For those who are friends and know you well, there’s usually a laugh. For colleagues who you’re glad to see the back of, they usually get the irony.
A recent farewell clearly fell in the first category and a mate is moving to Victoria now the lockdown is lifted here and as well as for our “Mexican” brethren.
I had a farewell dinner for him where five of us toasted friendship, its necessity for mental equilibrium and as a human factor that was not able to be properly reinforced during lockdown.
To match the smoked salmon entrée, we started with a non-vintage sparkling; a House of Arras, made in Tasmania. It is labelled Brut Elite Chardonnay Pinot Noir and is made in the champagne style.
It was delicious with small bubbles, lingering mouth feel and a gorgeous peach and spice flavour. I paid somewhere around $55 for this drop. Another guest had brought a Mumm NV champagne, so it was a good opportunity to compare a French sparkling with the one from down south, yeeha, at around the same price point. The Mumm was darker in colour and the bead heavier. It was also a little heavier on the palate with a bready aftertaste typical of this style of wine, not unpleasant but not as finessed as the Tasmanian equivalent.
Was I surprised at this outcome, strangely agreed to by all guests? Well, pas de tout, as the French would say. I knew that House of Arras, winemaker EJ Carr’s Late Disgorged 2004 was named sparkling wine of the year in “Decanter” magazine’s January, 2021 issue. He beat a couple of heavyweight French champagne houses, including Krug and Bollinger. Go, team.

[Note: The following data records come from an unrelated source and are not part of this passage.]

PR #694, opened 2022-06-08
Revert previous jobs to their actual config on release day

munnerz:
This PR reverts changes that were made after the `v1.8.0` release to the test config that switched us to use `make` instead of the same config that was used during the development cycle.

This is the first step towards us getting periodic jobs against `release-previous` to go green again, which are currently entirely red (aside from v1.23 and v1.24): http://testgrid.k8s.io/jetstack-cert-manager-previous

As part of this PR, I've _also_ removed the v1.24 periodic job that was added post-v1.8.0 release. I'll get this added back once things are stabilised given that the changes needed to make it pass in v1.8 were already merged into the core repo's release-1.8 branch.

More context here: https://kubernetes.slack.com/archives/CDEQJ0Q8M/p1654691889270499

cc @irbekrm

### DIFF
--- a/config/jobs/cert-manager/cert-manager/release-previous/cert-manager-release-previous-periodics.yaml
+++ b/config/jobs/cert-manager/cert-manager/release-previous/cert-manager-release-previous-periodics.yaml
@@ -19,7 +19,7 @@ periodics:
     description: Runs 'bazel test --jobs=1 //...'
   spec:
     containers:
-    - image: eu.gcr.io/jetstack-build-infra-images/bazelbuild:20220512-b6ea825-4.2.1
+    - image: eu.gcr.io/jetstack-build-infra-images/bazelbuild:20210831-4cf7b0b-4.2.1
       args:
       - runner
       - bazel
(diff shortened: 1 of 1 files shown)


munnerz:
> Looks good to me, but I think we should keep the 1.24 test- I think it makes sense to run the tests that were already run with Bazel with it, but the 1.24 is unrelated to that as it was added later.

👍 to keeping them there, but for now I'm really trying to just get us to a green state and then will get that added back :)

irbekrm:
The 1.24 test is mostly green https://prow.build-infra.jetstack.net/?job=ci-cert-manager-previous-e2e-v1-24

The errors that there are are the ones we still have in master currently as far as I can see.

config/jobs/cert-manager/cert-manager/release-previous/cert-manager-release-previous-periodics.yaml
```diff
@@ -174,28 +173,40 @@ periodics:
     preset-bazel-remote-cache-enabled: "true"
     preset-bazel-scratch-dir: "true"
     preset-cloudflare-credentials: "true"
-    preset-enable-all-feature-gates: "true"
+    preset-enable-all-feature-gates-disable-ssa: "true"
```
munnerz, line 176: It looks like for some reason the SSA tests were *enabled* against 1.8 even on older Kubernetes clusters... not sure why, but this could also be related to the issues we saw

munnerz:
Here's a job kicked off using `mkpj` that has passed (first time, and for the first time in a while for this particular configuration) here: https://prow.build-infra.jetstack.net/view/gs/jetstack-logs/logs/ci-cert-manager-previous-e2e-v1-21/1534558120527794176

It tests v1.21 and release-1.8.

I have added back in the v1.24 periodic jobs in an additional commit, so I think this should be good to merge 😄

config/jobs/cert-manager/cert-manager/release-previous/cert-manager-release-previous-periodics.yaml
munnerz: Yeah some kind of configuration generator would be great - Kubernetes actually already does this today too: https://github.com/kubernetes/test-infra/blob/master/config/jobs/kubernetes/generated/generated.yaml

Which is generated using: https://github.com/kubernetes/test-infra/tree/master/releng

config/jobs/cert-manager/cert-manager/release-previous/cert-manager-release-previous-periodics.yaml
```diff
@@ -386,6 +386,53 @@ periodics:
...
+  annotations:
+    testgrid-create-test-group: 'true'
+    testgrid-dashboards: jetstack-cert-manager-previous
+    testgrid-alert-email: cert-manager-dev-alerts@googlegroups.com
+    description: Runs the end-to-end test suite against a Kubernetes v1.24 cluster
+  labels:
+    preset-service-account: "true"
+    preset-dind-enabled: "true"
+    preset-bazel-remote-cache-enabled: "true"
+    preset-bazel-scratch-dir: "true"
```
irbekrm, line 408: These two aren't needed for make tests btw, but also shouldn't cause issues

PR #1282, opened 2021-08-16
C++ curve code cleanup

tanneryould:
This just removes some unnecessary header includes as well as declares the heart parts in the clockwise order they will be added rather than just by class name. I feel that helps the user understand how each part works a bit better.


AndrewBladon (approved):
Looks good @tanneryould! Thanks.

My departing friend ensured that the quality of the wine to go with the main remained high.
He brought a St Henri 2018, the Penfolds’ wine that’s been slugging it out for years in the shiraz stakes with the more renowned Grange.
The St Henri’s better value for money, in my view. I knew that a 2018 is going for around $130 a bottle so the choice to say thanks, put it in my cellar and serve the wine I had in mind for the slow-cooked chorizo and sweet potato casserole main course flew out the window.

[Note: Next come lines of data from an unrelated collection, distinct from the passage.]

PR #1291, opened 2021-08-23
Andrewbladon/add mesh layer service issue handling

AndrewBladon:
This PR addresses issues reported with the Add Integrated Mesh Layer sample. The previous implementation of the sample resulted in unexpected behaviour if the Girona Integrated Mesh service was unavailable. These updates check to see if an error occurs while accessing the service and presents the user with an error message if applicable.

@tanneryould, @lsmallwood, and @ldanzinger - would you be able to review these changes? I would appreciate your thoughts, especially on whether you think the implemented changes are sufficient safeguarding against the service being unavailable.

### DIFF
--- a/ArcGISRuntimeSDKQt_CppSamples/Scenes/AddIntegratedMeshLayer/AddIntegratedMeshLayer.cpp
+++ b/ArcGISRuntimeSDKQt_CppSamples/Scenes/AddIntegratedMeshLayer/AddIntegratedMeshLayer.cpp
@@ -28,21 +28,57 @@
 using namespace Esri::ArcGISRuntime;
 
 AddIntegratedMeshLayer::AddIntegratedMeshLayer(QObject* parent /* = nullptr */):
-  QObject(parent),
-  m_scene(new Scene(this))
+  QObject(parent)
 {
   // create the integrated mesh layer
   const QUrl meshLyrUrl("https://tiles.arcgis.com/tiles/z2tnIkrLQ2BRzr6P/arcgis/rest/services/Girona_Spain/SceneServer");
-  IntegratedMeshLayer* integratedMeshLyr = new IntegratedMeshLayer(meshLyrUrl, this);
+  m_integratedMeshLyr = new IntegratedMeshLayer(meshLyrUrl, this);
 
-  // add the layer to the scene
-  m_scene->operationalLayers()->append(integratedMeshLyr);
+  // Connect the done loading signal to the handleLoadingCompleted() method.
+  connect(m_integratedMeshLyr, &IntegratedMeshLayer::doneLoading, this, &AddIntegratedMeshLayer::handleLoadingCompleted);
 
-  // set the intial viewpoint of the scene
+  // Load mesh layer
+  m_integratedMeshLyr->load();
+}
+
+void AddIntegratedMeshLayer::handleLoadingCompleted(Error error)
+{
+  if (error.isEmpty())
+  {
+    createSceneForIntegratedMesh();
+
+    m_scene->operationalLayers()->append(m_integratedMeshLyr);
+
+    setIntegratedMeshViewpoint();
+  }
+  else
+  {
+    createDefaultScene();
+
+    seterrorWhileLoading(true);
+  }
+}
+
+void AddIntegratedMeshLayer::createSceneForIntegratedMesh()
+{
+  m_scene = new Scene(this);
+  m_sceneView->setArcGISScene(m_scene);
+  emit sceneViewChanged();
+}
+
+void AddIntegratedMeshLayer::setIntegratedMeshViewpoint()
+{
   const Point initialPt(2.8259, 41.9906, 200.0, SpatialReference::wgs84());
   const Camera initialCamera(initialPt, 200.0, 190.0, 65.0, 0.0);
   const Viewpoint initialViewpoint(initialPt, initialPt.z(), initialCamera);
   m_scene->setInitialViewpoint(initialViewpoint);
+}
+
+void AddIntegratedMeshLayer::createDefaultScene()
+{
+  m_scene = new Scene(BasemapStyle::ArcGISImagery, this);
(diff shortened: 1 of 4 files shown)


ArcGISRuntimeSDKQt_CppSamples/Scenes/AddIntegratedMeshLayer/AddIntegratedMeshLayer.cpp
```diff
@@ -26,19 +26,38 @@
 #include "IntegratedMeshLayer.h"
 
 using namespace Esri::ArcGISRuntime;
+namespace
+{
+  const QUrl meshLyrUrl("https://tiles.arcgis.com/tiles/z2tnIkrLQ2BRzr6P/arcgis/rest/services/Girona_Spain/SceneServer");
```
ldanzinger, line 31: this is ok, but not sure it is necessary to have the global variable since it is only use once in the c'tor

lsmallwood (commented):
LGTM @AndrewBladon - a few comments to look at

ArcGISRuntimeSDKQt_CppSamples/Scenes/AddIntegratedMeshLayer/AddIntegratedMeshLayer.cpp
```diff
@@ -26,19 +26,38 @@
...
+
+void AddIntegratedMeshLayer::handleError(Error error)
+{
+  // If the doneLoading error message is not empty, an error has been thrown.
+  if (!error.isEmpty())
+  {
+    if (error.additionalMessage().isEmpty())
+      setErrorMessage(error.message());
+    else
+      setErrorMessage(error.message() + "\n" + error.additionalMessage());
```
ldanzinger, line 55: since this is the slot to handle error messages, it seems ideal to reasonably consolidate the logic into the slot and get rid of your setErrorMessage function.

Something like:

```suggestion

    if (error.additionalMessage().isEmpty())
      m_errorMessage = error.message();
    else
      m_errorMessage = error.message() + "\n" + error.additionalMessage();
    
    emit errorMessageChanged();
```

ArcGISRuntimeSDKQt_CppSamples/Scenes/AddIntegratedMeshLayer/AddIntegratedMeshLayer.h
```diff
@@ -33,6 +35,7 @@ class AddIntegratedMeshLayer : public QObject
   Q_OBJECT
 
   Q_PROPERTY(Esri::ArcGISRuntime::SceneQuickView* sceneView READ sceneView WRITE setSceneView NOTIFY sceneViewChanged)
+  Q_PROPERTY(QString errorMessage READ errorMessage WRITE setErrorMessage NOTIFY errorMessageChanged)
```
ldanzinger, line 38: could be simplified by using MEMBER keyword to eliminate the getter/setter

```suggestion
  Q_PROPERTY(QString errorMessage MEMBER m_errorMessage NOTIFY errorMessageChanged)
```

ArcGISRuntimeSDKQt_CppSamples/Scenes/AddIntegratedMeshLayer/AddIntegratedMeshLayer.h
```diff
@@ -42,13 +45,21 @@ class AddIntegratedMeshLayer : public QObject
 
 signals:
   void sceneViewChanged();
+  void errorMessageChanged();
 
 private:
   Esri::ArcGISRuntime::SceneQuickView* sceneView() const;
   void setSceneView(Esri::ArcGISRuntime::SceneQuickView* sceneView);
+  QString errorMessage() const;
+  void setErrorMessage(QString message);
```
ldanzinger, line 54: if you decide to keep this, it should be const &

ArcGISRuntimeSDKQt_QMLSamples/Scenes/AddIntegratedMeshLayer/AddIntegratedMeshLayer.qml
```diff
@@ -16,13 +16,16 @@
 
 import QtQuick 2.6
 import Esri.ArcGISRuntime 100.12
+import QtQuick.Dialogs 1.2
```
ldanzinger, line 19: same comment here - I suggest using the QtQuickControls 2 dialog instead and removing this dependency

ldanzinger (changes requested):

tanneryould (approved):
LGTM

ArcGISRuntimeSDKQt_CppSamples/Scenes/AddIntegratedMeshLayer/AddIntegratedMeshLayer.qml
```diff
@@ -17,6 +17,7 @@
 import QtQuick 2.6
 import QtQuick.Controls 2.2
 import Esri.Samples 1.0
+import QtQuick.Controls 2.5
```
ldanzinger, line 20: controls 2.2 is imported above. should be able to just update that instead of importing 2 different versions

ldanzinger (approved):

ArcGISRuntimeSDKQt_QMLSamples/Scenes/AddIntegratedMeshLayer/AddIntegratedMeshLayer.qml
```diff
@@ -15,7 +15,7 @@
 // [Legal]
 
 import QtQuick 2.6
-import Esri.ArcGISRuntime 100.12
+import Esri.ArcGISRuntime 100.13
```
tanneryould, line 18:
```suggestion
import Esri.ArcGISRuntime 100.12
```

When young, St Henri is not the soft earthy expression of shiraz that I experienced in drinking this wine on previous occasions, including having it presented to me as a farewell gift once.
When young and fruit-driven it is not as complex as its aged counterparts, but it possesses a great silky blueberry taste that makes you forget the weight of the wine at 14.5 per cent alcohol by volume. Bravo for this wine all around, again without demur.
With dessert we had tequila shots so the farewell was as rambunctious as you might expect. There is nothing better in saying farewell to celebrate it with good food and even better wine. And even my bad jokes went down well:
Every weekend I say: “Roger, you must stop drinking wine.” Luckily my name’s not Roger. AND. I asked a friend whether he knew how to say “farewell” in French. He replied: “Adieu”.